**TASK**
Copy every record that appears below, exactly as it stands.

(GIVEN RECORDS Opens)

PR #64, opened 2024-06-06
[ENG-5460] converge with frontend

aaxelb:
- add `display_name` field to external services, authorized accounts, and configured addons
    - required for external service
    - if blank for addon, fall back to account
    - if blank for account, fall back to external service
- set jsonapi type for `/configured-storage-accounts/{pk}/waterbutler-config/` (now has `"type": "waterbutler-config"`)
- ~admin interface (merged from #62 )~
- updates to [converge with frontend](https://github.com/CenterForOpenScience/ember-osf-web/pull/2234)
  - when `/v1/user-references?filter[user_uri]=...` or `/v2/resource-references?filter[resource_uri]=...` match no results, respond success with `"data": []` instead of 404 error
  - allow empty `"credentials": {}` on account creation, consider same as when omitted
  - allow blank `root_folder` for addons
  - stop adding trailing slashes
  - create `UserReference` to current user on successful auth

[ENG-5460]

(GIVEN RECORDS Closes)

**SOLUTION TO THIS PROBLEM**
PR #64, opened 2024-06-06
[ENG-5460] converge with frontend

aaxelb:
- add `display_name` field to external services, authorized accounts, and configured addons
    - required for external service
    - if blank for addon, fall back to account
    - if blank for account, fall back to external service
- set jsonapi type for `/configured-storage-accounts/{pk}/waterbutler-config/` (now has `"type": "waterbutler-config"`)
- ~admin interface (merged from #62 )~
- updates to [converge with frontend](https://github.com/CenterForOpenScience/ember-osf-web/pull/2234)
  - when `/v1/user-references?filter[user_uri]=...` or `/v2/resource-references?filter[resource_uri]=...` match no results, respond success with `"data": []` instead of 404 error
  - allow empty `"credentials": {}` on account creation, consider same as when omitted
  - allow blank `root_folder` for addons
  - stop adding trailing slashes
  - create `UserReference` to current user on successful auth

[ENG-5460]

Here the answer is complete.